→ **Required work**: Find every line below that contains the word "relevant" and copy it out.

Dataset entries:
* * *
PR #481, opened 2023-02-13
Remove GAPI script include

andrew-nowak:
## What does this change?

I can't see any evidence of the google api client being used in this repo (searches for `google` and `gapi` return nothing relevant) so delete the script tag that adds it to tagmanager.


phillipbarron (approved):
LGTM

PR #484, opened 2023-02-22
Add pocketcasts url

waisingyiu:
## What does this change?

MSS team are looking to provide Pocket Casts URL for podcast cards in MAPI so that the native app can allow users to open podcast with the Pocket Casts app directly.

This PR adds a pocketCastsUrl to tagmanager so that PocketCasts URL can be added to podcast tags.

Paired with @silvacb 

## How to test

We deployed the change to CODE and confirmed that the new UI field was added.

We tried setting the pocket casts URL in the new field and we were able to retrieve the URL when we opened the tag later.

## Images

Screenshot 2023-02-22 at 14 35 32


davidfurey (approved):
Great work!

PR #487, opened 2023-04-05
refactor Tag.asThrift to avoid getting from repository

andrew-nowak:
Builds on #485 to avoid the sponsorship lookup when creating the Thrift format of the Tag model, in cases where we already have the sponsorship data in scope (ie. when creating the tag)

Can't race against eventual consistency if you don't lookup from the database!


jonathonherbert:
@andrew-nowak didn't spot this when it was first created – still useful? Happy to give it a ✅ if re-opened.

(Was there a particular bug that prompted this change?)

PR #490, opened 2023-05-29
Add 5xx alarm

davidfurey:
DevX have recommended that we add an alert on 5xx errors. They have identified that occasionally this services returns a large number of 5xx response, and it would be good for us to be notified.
* * *
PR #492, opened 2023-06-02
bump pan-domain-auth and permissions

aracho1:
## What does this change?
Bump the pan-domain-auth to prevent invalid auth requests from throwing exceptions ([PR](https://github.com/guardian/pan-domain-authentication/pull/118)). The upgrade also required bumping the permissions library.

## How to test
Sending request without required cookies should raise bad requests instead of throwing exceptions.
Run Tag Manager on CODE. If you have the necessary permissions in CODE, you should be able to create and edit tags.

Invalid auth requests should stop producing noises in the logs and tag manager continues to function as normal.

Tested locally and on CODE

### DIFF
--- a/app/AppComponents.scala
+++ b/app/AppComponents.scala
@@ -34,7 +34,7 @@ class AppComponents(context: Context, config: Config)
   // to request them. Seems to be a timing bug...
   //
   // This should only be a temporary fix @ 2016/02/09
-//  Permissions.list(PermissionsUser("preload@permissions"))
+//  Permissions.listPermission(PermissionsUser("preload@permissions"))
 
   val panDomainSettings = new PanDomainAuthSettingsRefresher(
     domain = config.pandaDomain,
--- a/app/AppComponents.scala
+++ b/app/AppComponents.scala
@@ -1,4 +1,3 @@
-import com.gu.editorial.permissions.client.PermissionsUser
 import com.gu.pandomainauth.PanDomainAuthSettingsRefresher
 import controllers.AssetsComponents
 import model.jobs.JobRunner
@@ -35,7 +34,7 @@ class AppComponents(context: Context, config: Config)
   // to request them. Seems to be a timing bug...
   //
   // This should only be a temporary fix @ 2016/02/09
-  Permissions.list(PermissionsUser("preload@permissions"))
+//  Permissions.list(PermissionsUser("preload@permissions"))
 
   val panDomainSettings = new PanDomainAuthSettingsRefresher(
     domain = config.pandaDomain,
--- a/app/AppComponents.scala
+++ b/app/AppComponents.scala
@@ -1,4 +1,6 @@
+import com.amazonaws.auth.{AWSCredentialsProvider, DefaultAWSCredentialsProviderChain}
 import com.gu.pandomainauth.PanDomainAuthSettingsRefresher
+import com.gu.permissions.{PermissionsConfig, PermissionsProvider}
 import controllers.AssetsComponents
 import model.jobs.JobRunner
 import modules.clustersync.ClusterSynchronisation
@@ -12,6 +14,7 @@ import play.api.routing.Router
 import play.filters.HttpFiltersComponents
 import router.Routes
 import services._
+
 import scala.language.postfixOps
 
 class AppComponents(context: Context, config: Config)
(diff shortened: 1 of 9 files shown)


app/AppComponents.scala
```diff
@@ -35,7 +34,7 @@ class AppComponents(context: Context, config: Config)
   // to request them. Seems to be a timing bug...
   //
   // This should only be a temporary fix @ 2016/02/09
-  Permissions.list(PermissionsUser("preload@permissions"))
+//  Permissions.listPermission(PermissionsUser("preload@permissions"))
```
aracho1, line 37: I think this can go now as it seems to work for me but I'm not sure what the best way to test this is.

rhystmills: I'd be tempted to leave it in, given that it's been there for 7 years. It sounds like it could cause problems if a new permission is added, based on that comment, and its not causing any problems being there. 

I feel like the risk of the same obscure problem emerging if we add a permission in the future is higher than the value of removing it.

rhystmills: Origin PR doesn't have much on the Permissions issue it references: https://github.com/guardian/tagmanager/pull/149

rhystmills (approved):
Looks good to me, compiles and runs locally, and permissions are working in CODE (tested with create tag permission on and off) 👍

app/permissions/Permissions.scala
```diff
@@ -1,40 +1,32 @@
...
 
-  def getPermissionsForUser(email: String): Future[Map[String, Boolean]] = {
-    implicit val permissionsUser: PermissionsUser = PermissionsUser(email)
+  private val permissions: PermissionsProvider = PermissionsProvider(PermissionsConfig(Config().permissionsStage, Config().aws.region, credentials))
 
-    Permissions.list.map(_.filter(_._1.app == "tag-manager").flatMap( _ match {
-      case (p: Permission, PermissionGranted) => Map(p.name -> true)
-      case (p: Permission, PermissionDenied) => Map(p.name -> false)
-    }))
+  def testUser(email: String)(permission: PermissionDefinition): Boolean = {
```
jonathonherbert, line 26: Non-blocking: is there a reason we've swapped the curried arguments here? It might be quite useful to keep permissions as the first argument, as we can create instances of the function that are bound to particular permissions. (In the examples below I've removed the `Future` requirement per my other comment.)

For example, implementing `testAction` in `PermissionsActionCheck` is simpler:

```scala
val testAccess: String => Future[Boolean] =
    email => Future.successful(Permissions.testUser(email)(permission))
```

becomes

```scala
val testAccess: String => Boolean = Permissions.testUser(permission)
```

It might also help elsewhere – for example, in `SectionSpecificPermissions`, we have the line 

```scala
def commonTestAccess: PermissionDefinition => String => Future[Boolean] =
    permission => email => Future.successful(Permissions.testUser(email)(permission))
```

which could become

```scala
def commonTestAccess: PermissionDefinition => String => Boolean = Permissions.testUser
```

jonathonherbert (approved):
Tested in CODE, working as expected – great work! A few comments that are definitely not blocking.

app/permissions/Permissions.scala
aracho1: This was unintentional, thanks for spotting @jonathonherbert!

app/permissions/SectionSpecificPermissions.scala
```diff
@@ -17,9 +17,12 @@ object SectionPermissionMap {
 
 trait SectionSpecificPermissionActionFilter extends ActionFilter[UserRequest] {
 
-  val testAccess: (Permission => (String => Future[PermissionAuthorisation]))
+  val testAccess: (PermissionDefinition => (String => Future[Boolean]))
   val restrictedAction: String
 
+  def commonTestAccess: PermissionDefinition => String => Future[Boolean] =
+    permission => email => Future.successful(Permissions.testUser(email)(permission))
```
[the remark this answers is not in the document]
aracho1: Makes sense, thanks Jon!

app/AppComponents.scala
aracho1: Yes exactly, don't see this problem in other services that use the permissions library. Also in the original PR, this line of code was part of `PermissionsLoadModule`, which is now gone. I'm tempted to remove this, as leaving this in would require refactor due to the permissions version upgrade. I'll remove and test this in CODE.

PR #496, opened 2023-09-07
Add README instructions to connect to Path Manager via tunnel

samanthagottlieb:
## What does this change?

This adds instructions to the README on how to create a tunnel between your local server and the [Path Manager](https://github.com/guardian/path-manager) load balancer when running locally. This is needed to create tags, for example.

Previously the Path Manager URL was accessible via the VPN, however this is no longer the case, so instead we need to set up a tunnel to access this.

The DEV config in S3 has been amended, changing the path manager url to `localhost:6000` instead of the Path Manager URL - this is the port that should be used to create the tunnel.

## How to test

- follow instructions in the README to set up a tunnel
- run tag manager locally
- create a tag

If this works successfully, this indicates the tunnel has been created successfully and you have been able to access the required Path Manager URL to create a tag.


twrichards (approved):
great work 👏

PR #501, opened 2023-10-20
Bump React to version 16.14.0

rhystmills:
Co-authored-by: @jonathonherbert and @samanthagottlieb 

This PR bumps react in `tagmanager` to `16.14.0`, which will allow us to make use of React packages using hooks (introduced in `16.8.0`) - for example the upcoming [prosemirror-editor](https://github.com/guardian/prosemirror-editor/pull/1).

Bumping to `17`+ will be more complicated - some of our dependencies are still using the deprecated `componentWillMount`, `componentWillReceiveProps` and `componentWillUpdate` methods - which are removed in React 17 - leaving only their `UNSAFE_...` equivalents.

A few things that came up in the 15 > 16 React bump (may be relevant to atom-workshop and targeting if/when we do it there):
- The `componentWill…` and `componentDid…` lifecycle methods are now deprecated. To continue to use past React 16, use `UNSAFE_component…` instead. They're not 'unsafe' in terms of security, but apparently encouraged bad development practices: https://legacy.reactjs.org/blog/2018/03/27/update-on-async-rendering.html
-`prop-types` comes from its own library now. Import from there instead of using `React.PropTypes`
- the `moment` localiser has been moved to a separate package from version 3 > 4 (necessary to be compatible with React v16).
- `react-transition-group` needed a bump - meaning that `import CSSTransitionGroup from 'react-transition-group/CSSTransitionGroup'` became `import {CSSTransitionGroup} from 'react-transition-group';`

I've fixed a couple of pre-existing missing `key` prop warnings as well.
* * *
→ **Answer box**:
I can't see any evidence of the google api client being used in this repo (searches for `google` and `gapi` return nothing relevant) so delete the script tag that adds it to tagmanager.
A few things that came up in the 15 > 16 React bump (may be relevant to atom-workshop and targeting if/when we do it there):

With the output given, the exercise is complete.